The question seemed to require a reply, and when I didn’t give one, his fingers brushed, so delicate, through the blood across my leg, streaking the uniform, pain running through the remnants of my thigh, up through my chest, throbbing from elbow to skull.
“Do you love me?” he asked again. “I wanted to find someone that you loved. When I found him, I wasn’t sure if I’d got it right. His kidneys are broken, there’s tumors in his bones and when I looked, see, here…” He pulled my right hand from beneath my body, rested it on his side, pressing it into his flesh where a bulge protruded beneath his jacket, a distortion in the flesh–hernia on a good day, something worse on a bad. “Isn’t it repulsive?” he asked, holding my hand in place, his warmth in my fingers. “Isn’t it strange? Why would anyone love something as disgusting as this?

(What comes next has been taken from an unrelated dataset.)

PR #1043, opened 2016-06-06
Get settings from collection

### LINKED ISSUE #1044: baseUrl undefined when creating new apiBackend
https://github.com/apinf/api-umbrella-dashboard/blob/develop/server/methods/settings.js#L9 causes error when creating API backend, getting settings from Settings collection so that we don't get undefined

And look!” He moved my hand, higher now. I grunted in pain as the motion shifted my body, dragging me after his enthusiasm, pressing my palm into his armpit, against his skin. “There’s a mole here,” he exclaimed. “I find that fascinating. I play with it all the time; did you? I tried kissing a man, but he didn’t understand; he said there was something wrong. He didn’t love me, though he swore he loved… Will.” Hesitation, struggling to remember the name, trying it out. “He swore he loved Will, but not myself. I wanted to see if you felt the same way.”
He leaned in close, his breath mixing with mine, lips close enough to kiss, and for a moment I thought he’d do just that, lip to lip, but he was looking into my eyes, trying to find something that was not there. “Do you love me?” he asked. “I looked into the mirror and I couldn’t see it, but I thought… You’ve been me before; you’ve looked into my eyes so many times and you must have loved–loved my skin, my lips, my throat, my tongue. Did you? Do you love me? Will? Do you love me?”